When applying a model for real-world use, simply lowering the loss isn’t full proof and often insufficient for certain types of tasks. For example, none of the commercial virtual assistants directly use language models for Natural Language Generation. Finding quality datasets to overcome this is a major challenge, because models will perform well on biased data, especially if they are being evaluated by data with the same bias (often from the same corpus). This paper outlines typical types of benchmark datasets:
Naturally-Occurring - www.yelp.com/dataset
Expert-Authored - www.atticusprojectai.org/cuad
Crowdsourcing - storage.googleapis.com/openimages/web/
Adversarial Filtering - github.com/google-research-datasets/cats4ml-2021-dataset
Abstract
Evaluation for many natural language understanding (NLU) tasks is broken: Unreliable and biased systems score so highly on standard benchmarks that there is little room for researchers who develop better systems to demonstrate their improvements. The recent trend to abandon IID benchmarks in favor of adversarially-constructed, out-of-distribution test sets ensures that current models will perform poorly, but ultimately only obscures the abilities that we want our benchmarks to measure. In this position paper, we lay out four criteria that we argue NLU benchmarks should meet. We argue most current benchmarks fail at these criteria, and that adversarial data collection does not meaningfully address the causes of these failures.

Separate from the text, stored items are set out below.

PR #6578, opened 2022-10-19
fix: allow restrictions on nested properties

### LINKED ISSUE #6501: Attribute checks in shipping restrictions don't work for nested item properties (e.g. parcel.*)
## Issue Description
The checks for shipping restrictions based on an item's properties only work top for level properties such as price. An attribute deny rule that uses the property "weight", as mentioned in the documentation (https://docs.reactioncommerce.com/docs/concepts-fulfillment), does not work, since the property "weight" is nested in "parcel".

## Steps to Reproduce
1. Create a product with the parcel.weight attribute set
2. Create a shipping method
3. Create a shipping restriction with the attribute "weight" which would exclude the shipping method for the product if it was applied (as explained in the documentation)
4. See that the shipping method is available for the product in checkout process

## Possible Solution
Access item properties with `_.at(item, attribute.property)` in attributeDenyCheck.js. Change the property in the documentation to "parcel.weight"

### Versions
api-plugin-shipments-flat-rate@1.0.4
reaction@3.11.0

range123:
Resolves https://github.com/reactioncommerce/reaction/issues/6501
Impact: **minor**
Type: **bugfix**

## Issue
The checks for shipping restrictions based on an item's properties only work top for level properties in the item. It doesn't work for nested properties such as `price.amount` or `subtotal.amount`.

Steps to reproduce:

1. Create a product, create a variant with the price attribute set.
2. Create a shipping method.
4.  Create a "deny" shipping restriction with the attribute `price.amount` which would exclude the shipping method for the product if it was applied.
5. See that the shipping method is available for the cart in checkout process even when it shouldn't be (based on restriction `price` value).

## Solution

Can be solved by using lodash `_.get()` for getting the nested property from the item, instead of using the default javascript getter. This would make sure the restrictions work with both nested and non-nested attributes.

## Testing

1. Create a product, create a variant with the weight and price attribute set.
2. Create a shipping method.
3. Create "deny" shipping restriction with the attribute `weight` which would exclude the shipping method for the product if it was applied.
4.  Create another "deny" shipping restriction with the attribute `price.amount` which would exclude the shipping method for the product if it was applied.
5. See that the shipping method is available/unavailable for the cart in checkout process (based on the restrictions).

### DIFF
--- a/.changeset/modern-poems-smash.md
+++ b/.changeset/modern-poems-smash.md
@@ -1,0 +1,5 @@
+---
+"@reactioncommerce/api-plugin-shipments-flat-rate": patch
+---
+
+allow nested properties to be accessible for shipment restrictions.
--- a/packages/api-plugin-shipments-flat-rate/package.json
+++ b/packages/api-plugin-shipments-flat-rate/package.json
@@ -30,7 +30,8 @@
     "@reactioncommerce/logger": "^1.1.3",
     "@reactioncommerce/random": "^1.0.2",
     "@reactioncommerce/reaction-error": "^1.0.1",
-    "simpl-schema": "^1.12.0"
+    "simpl-schema": "^1.12.0",
+    "lodash": "^4.17.15"
   },
   "devDependencies": {
     "@babel/core": "^7.7.7",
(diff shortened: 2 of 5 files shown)


brent-hoover:
@range123 I would like to see a test case for this

range123:
Added tests! @zenweasel

brent-hoover (approved):

PR #6583, opened 2022-10-20
03 placeOrder refactor and validateOrder

sujithvn:
# This PR is replaced by #6616 
 
Resolves #6471 
Impact: **breaking**
Type: **feature**

## Issue

## Solution

This PR is 5th entry (03 placeOrder refactor  and validateOrder)

## PR Details in order

```
feat/fulfillment-types
 | 
 | __ 01 fulfillment base #6570 
 |        | __ 01-01 fulfillment-type-shipping       #6579
 |        | __ 01-02 fulfillment-type-pickup.    #6577 
 |__02 fulfillment-type-impacted-plugins. [carts, products, orders, catalogs].   #6582 
 |__03 placeOrder refactor         <--- This PR   #6583 

```
## Existing PRs based on the #6480 (to be updated to point to #6570) 
We shall change the base branch of the 3 existing PRs (i18n #6545, dataMigration #6544, setDefaultFFtype #6543) to  point to 01 fulfillment base

### Details (specific to placeOrder refactor and introduction of validateOrder end-point)

## Breaking changes

## Testing


packages/api-plugin-orders/src/mutations/placeOrder.js
```diff
@@ -112,173 +8,10 @@ async function createPayments({
...
-    // See https://eslint.org/docs/rules/no-await-in-loop#when-not-to-use-it
-    for (const transformCustomOrderFieldsFunc of transformCustomOrderFieldsFuncs) {
-      customFields = await transformCustomOrderFieldsFunc({ context, customFields, order }); // eslint-disable-line no-await-in-loop
-    }
-    order.customFields = customFields;
-  } else {
-    order.customFields = customFieldsFromClient;
-  }
+  const { appEvents, collections, userId } = context;
+  const { Orders } = collections;
```
brent-hoover: These two destructuring statements can be combined

packages/api-plugin-orders/src/queries/validateOrder.js
```diff
@@ -0,0 +1,16 @@
+import prepareOrder from "../util/orderValidators/prepareOrder.js";
+
+/**
+ * @name validateOrder
+ * @method
+ * @memberof Order/NoMeteorQueries
```
brent-hoover: Remove the NoMeteorQueries

packages/api-plugin-orders/src/util/orderValidators/getFinalFulfillmentGroups.js
```diff
@@ -0,0 +1,147 @@
...
+  // Add more props to each fulfillment group, and validate/build the items in each group
+
+  const finalFulfillmentGroups = await Promise.all(fulfillmentGroups.map(async (inputGroup) => {
+    const { data, items, selectedFulfillmentMethodId, shopId, totalPrice: expectedGroupTotal, type } = inputGroup;
+    const group = {
+      _id: Random.id(),
+      address: data ? data.shippingAddress : null,
+      shopId,
+      type,
+      workflow: { status: "new", workflow: ["new"] }
```
brent-hoover, line 52: Shouldn't this workflow be based on the fulfillment group?

brent-hoover (changes requested):

packages/api-plugin-orders/src/mutations/placeOrder.js
sujithvn: Done

packages/api-plugin-orders/src/queries/validateOrder.js
sujithvn: Done

packages/api-plugin-orders/src/util/orderValidators/getFinalFulfillmentGroups.js
sujithvn: @zenweasel I am not clear on your comment. Could we discuss?

brent-hoover: As discussed previously, the workflow of the order should be defined by the FFT. Since the workflow for a shipped order is very different for a download which is very different for a store pickup

brent-hoover: Has this comment been dealt with?

sujithvn: Not yet, I shall update it today

sujithvn:
This PR is replaced by 6616
https://github.com/reactioncommerce/reaction/pull/6616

Instead, restoring a healthy evaluation ecosystem will require significant progress in the design of benchmark datasets, the reliability with which they are annotated, their size, and the ways they handle social bias.
Conclusion
Benchmarking for NLU is broken. We lay out four major criteria that benchmarks should fulfill to offer faithful, useful, and responsible measures of language ability. We argue that departing from IID evaluation (as is seen with benchmark datasets collected by adversarial filtering) does not help to address these criteria, but lay out in broad strokes how each criterion might be addressed directly. Nonetheless, important open research questions remain. Most centrally, it is still unclear how best to integrate expert effort into crowdsourced data collection, and we do not yet see a clear institutional model by which to ensure that bias metrics are built and used when they are most needed.
Paper: https://arxiv.org/abs/2104.02145
As I think about AI research standards and benchmarks, I feel both “Data Sheets” and “Model Cards” (which are basically design docs for data and ML respectively) are two widely discussed practices in the community that I can post about next.